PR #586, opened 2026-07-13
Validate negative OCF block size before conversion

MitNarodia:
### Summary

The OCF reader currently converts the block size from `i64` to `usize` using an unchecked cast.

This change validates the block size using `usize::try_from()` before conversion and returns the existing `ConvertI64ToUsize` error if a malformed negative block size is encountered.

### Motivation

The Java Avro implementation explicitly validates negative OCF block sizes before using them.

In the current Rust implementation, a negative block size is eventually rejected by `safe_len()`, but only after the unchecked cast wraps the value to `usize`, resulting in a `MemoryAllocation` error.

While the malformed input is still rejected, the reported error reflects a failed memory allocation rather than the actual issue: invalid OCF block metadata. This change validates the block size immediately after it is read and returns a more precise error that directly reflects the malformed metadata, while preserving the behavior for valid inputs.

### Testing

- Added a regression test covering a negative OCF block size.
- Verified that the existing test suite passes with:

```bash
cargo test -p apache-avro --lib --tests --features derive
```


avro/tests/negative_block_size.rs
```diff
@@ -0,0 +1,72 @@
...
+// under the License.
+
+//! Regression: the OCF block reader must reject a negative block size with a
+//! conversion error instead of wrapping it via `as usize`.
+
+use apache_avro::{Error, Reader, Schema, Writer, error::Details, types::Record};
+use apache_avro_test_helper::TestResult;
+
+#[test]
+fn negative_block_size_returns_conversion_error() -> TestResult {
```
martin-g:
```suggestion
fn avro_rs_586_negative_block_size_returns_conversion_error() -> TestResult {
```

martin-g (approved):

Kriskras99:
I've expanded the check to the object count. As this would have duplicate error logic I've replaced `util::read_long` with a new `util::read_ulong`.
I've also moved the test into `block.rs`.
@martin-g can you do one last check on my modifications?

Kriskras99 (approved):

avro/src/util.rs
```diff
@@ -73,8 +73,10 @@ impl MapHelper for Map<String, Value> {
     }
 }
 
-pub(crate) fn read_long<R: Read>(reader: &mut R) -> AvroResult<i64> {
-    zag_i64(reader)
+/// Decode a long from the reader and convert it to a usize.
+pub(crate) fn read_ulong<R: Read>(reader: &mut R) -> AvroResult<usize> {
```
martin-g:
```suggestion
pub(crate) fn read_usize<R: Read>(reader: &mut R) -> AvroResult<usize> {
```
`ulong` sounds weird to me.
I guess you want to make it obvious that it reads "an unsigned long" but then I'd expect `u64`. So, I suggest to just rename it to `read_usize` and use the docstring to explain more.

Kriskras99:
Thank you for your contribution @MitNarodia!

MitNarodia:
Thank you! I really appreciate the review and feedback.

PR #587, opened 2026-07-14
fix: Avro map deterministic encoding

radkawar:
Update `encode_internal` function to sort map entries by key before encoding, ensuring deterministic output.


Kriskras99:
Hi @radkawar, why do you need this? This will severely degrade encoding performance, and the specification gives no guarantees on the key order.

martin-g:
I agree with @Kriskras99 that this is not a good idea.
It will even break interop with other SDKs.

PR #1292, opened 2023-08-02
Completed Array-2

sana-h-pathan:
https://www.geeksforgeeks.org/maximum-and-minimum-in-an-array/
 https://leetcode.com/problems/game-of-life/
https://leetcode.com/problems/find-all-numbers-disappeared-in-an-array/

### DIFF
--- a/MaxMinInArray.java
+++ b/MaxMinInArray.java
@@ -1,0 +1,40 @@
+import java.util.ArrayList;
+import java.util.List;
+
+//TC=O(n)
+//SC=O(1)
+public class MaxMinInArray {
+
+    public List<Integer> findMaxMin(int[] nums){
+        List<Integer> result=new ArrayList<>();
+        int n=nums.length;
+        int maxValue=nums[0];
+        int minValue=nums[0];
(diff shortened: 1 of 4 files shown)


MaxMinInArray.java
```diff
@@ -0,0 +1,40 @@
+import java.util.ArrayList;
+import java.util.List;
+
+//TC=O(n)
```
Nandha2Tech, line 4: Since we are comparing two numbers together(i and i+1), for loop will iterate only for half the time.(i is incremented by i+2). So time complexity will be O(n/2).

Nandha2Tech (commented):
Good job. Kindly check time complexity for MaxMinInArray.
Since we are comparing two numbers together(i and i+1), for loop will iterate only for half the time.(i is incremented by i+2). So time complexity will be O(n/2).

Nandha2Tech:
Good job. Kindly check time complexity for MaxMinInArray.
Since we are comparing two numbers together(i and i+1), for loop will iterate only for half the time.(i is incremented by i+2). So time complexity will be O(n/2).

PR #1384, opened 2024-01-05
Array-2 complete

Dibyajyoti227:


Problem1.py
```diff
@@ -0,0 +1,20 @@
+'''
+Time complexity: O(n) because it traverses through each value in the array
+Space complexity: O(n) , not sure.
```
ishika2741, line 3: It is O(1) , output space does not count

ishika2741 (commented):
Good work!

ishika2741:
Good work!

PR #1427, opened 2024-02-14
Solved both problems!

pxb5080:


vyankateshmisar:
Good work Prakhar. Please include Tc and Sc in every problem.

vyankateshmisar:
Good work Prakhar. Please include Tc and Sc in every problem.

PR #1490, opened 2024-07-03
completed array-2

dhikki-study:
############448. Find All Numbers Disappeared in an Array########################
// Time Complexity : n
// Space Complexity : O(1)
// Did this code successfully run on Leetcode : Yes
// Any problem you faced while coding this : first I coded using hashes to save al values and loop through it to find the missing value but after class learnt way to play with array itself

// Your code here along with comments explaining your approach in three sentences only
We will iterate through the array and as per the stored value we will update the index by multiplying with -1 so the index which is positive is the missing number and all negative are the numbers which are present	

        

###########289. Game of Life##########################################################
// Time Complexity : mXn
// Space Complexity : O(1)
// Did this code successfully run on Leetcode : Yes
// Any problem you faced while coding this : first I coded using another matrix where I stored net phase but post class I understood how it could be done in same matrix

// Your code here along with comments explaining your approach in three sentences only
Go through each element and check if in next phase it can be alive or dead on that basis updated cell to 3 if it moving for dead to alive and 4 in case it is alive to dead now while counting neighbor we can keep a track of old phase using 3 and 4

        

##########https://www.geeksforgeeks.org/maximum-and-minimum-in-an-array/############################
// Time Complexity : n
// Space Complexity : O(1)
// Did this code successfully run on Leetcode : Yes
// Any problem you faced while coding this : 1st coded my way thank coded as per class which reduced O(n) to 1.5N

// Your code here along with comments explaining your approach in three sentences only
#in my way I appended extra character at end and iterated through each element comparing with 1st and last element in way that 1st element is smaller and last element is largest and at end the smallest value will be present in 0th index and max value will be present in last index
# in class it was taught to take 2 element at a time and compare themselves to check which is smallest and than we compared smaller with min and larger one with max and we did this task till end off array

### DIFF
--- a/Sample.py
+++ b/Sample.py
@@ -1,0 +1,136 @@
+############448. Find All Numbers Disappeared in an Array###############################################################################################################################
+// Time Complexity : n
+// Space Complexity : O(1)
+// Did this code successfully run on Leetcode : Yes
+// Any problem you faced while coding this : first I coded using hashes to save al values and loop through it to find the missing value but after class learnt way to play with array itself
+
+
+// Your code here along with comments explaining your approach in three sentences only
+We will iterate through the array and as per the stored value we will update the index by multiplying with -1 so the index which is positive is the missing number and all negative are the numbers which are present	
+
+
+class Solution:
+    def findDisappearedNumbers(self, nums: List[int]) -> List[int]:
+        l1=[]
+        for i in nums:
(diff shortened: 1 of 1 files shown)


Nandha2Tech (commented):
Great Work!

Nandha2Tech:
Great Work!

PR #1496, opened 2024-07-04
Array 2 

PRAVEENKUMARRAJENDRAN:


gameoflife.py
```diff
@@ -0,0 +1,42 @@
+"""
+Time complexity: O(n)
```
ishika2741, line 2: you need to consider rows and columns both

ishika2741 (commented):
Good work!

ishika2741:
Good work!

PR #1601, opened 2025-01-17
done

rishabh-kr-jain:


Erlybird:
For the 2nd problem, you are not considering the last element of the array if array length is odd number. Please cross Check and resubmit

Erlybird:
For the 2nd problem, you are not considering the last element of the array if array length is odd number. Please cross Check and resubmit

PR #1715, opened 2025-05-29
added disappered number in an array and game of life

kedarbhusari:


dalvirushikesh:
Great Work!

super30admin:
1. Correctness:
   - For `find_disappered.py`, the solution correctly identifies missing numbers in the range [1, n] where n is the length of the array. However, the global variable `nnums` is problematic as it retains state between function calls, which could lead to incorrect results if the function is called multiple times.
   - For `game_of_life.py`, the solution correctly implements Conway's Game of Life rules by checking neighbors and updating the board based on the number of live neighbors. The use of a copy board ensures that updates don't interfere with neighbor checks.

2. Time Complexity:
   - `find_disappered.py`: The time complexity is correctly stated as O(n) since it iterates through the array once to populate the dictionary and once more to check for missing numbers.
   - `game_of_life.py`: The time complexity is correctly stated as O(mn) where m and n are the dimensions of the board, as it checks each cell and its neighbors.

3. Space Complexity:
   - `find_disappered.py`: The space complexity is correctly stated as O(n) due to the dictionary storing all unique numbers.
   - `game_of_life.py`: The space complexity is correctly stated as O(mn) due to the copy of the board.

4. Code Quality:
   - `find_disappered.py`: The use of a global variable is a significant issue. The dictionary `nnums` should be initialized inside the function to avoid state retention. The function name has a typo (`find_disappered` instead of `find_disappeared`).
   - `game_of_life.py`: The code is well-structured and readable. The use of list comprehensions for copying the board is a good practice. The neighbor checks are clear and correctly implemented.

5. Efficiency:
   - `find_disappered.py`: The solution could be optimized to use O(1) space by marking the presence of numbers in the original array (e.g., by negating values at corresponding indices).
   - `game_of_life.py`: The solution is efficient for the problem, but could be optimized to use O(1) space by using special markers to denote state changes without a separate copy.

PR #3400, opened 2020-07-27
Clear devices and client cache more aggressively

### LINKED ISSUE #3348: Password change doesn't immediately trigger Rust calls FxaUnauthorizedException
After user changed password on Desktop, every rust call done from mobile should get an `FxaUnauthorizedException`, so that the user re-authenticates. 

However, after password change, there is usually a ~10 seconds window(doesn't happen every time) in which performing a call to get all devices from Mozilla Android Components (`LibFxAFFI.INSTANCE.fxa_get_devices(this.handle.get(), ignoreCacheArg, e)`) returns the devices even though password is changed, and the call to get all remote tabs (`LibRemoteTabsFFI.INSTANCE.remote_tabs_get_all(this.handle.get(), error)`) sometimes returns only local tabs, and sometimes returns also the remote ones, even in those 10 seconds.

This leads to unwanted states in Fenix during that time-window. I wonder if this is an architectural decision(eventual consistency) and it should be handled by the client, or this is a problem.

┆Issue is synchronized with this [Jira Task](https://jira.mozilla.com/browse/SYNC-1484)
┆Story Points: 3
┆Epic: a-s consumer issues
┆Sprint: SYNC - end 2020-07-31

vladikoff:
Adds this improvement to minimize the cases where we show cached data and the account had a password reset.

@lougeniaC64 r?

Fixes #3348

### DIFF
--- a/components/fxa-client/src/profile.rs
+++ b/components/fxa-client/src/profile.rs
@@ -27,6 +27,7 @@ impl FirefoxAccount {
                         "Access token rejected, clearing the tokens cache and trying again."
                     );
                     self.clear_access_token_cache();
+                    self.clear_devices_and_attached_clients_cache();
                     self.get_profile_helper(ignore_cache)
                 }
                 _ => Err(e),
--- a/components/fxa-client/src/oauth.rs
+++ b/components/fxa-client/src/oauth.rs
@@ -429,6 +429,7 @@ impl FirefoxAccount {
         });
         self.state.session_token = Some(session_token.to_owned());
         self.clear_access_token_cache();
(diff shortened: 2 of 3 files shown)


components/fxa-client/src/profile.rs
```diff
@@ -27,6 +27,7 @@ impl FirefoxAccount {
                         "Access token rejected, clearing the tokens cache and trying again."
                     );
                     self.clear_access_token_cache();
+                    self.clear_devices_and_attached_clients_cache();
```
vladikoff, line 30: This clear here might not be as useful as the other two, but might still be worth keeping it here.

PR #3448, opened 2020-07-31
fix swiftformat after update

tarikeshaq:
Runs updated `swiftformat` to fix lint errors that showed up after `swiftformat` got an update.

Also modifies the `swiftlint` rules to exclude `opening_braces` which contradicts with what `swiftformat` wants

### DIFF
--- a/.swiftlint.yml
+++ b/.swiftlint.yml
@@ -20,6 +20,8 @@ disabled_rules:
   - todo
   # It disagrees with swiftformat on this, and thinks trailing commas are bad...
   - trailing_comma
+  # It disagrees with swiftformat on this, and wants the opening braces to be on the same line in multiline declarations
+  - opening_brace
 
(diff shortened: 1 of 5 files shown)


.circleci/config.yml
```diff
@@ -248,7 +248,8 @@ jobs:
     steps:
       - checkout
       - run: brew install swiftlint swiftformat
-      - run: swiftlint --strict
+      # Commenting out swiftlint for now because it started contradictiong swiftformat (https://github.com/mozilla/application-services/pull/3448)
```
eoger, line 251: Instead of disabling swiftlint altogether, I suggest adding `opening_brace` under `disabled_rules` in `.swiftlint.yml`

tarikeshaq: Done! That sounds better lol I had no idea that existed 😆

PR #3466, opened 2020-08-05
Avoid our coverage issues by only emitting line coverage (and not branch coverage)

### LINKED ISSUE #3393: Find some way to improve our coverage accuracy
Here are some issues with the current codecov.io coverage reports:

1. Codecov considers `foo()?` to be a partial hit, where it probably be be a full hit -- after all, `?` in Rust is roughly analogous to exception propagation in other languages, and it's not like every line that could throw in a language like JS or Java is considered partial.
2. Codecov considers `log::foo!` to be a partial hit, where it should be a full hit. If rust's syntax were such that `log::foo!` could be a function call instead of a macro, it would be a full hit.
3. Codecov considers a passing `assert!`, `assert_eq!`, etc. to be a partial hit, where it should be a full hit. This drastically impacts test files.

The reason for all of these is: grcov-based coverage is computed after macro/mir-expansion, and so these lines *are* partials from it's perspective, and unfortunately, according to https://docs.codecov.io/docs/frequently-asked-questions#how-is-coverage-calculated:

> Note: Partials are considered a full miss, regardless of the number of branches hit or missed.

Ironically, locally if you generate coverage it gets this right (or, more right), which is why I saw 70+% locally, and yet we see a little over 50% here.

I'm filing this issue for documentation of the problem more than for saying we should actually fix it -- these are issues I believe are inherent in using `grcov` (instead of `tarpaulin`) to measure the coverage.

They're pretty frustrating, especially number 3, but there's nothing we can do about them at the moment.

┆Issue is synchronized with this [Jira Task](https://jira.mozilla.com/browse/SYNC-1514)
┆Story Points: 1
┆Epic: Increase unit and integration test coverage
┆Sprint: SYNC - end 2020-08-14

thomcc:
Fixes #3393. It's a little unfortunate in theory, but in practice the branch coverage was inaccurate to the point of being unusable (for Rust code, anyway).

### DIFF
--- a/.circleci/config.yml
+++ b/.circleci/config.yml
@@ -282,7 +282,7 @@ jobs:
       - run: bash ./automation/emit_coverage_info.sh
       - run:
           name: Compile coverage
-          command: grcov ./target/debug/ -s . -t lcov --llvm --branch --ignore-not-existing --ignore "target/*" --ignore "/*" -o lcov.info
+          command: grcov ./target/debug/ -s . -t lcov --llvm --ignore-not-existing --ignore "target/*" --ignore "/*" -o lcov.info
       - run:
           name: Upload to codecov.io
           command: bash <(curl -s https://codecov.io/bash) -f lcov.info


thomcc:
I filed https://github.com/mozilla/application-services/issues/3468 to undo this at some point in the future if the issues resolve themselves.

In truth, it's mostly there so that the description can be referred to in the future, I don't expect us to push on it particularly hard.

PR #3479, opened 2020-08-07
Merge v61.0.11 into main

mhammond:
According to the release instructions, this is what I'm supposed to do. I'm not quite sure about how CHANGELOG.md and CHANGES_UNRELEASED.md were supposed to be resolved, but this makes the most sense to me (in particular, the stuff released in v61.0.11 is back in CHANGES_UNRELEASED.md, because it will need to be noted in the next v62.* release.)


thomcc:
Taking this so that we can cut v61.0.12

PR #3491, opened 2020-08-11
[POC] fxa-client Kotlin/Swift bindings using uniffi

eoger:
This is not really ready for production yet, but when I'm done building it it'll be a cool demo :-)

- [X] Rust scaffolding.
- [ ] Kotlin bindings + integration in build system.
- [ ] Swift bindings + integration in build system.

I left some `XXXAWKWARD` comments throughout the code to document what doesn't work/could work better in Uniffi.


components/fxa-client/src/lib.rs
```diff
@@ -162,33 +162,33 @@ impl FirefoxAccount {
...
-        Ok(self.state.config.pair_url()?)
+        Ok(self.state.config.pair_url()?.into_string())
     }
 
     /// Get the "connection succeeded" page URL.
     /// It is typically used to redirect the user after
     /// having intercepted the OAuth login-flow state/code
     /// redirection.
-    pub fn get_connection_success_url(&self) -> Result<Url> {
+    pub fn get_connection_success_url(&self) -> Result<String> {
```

WHAT YOU SHOULD DO:
Send back the lines of the records word for word, from the very first through the line containing "In the current".

EXERCISE ANSWER:
PR #586, opened 2026-07-13
Validate negative OCF block size before conversion

MitNarodia:
### Summary

The OCF reader currently converts the block size from `i64` to `usize` using an unchecked cast.

This change validates the block size using `usize::try_from()` before conversion and returns the existing `ConvertI64ToUsize` error if a malformed negative block size is encountered.

### Motivation

The Java Avro implementation explicitly validates negative OCF block sizes before using them.

In the current Rust implementation, a negative block size is eventually rejected by `safe_len()`, but only after the unchecked cast wraps the value to `usize`, resulting in a `MemoryAllocation` error.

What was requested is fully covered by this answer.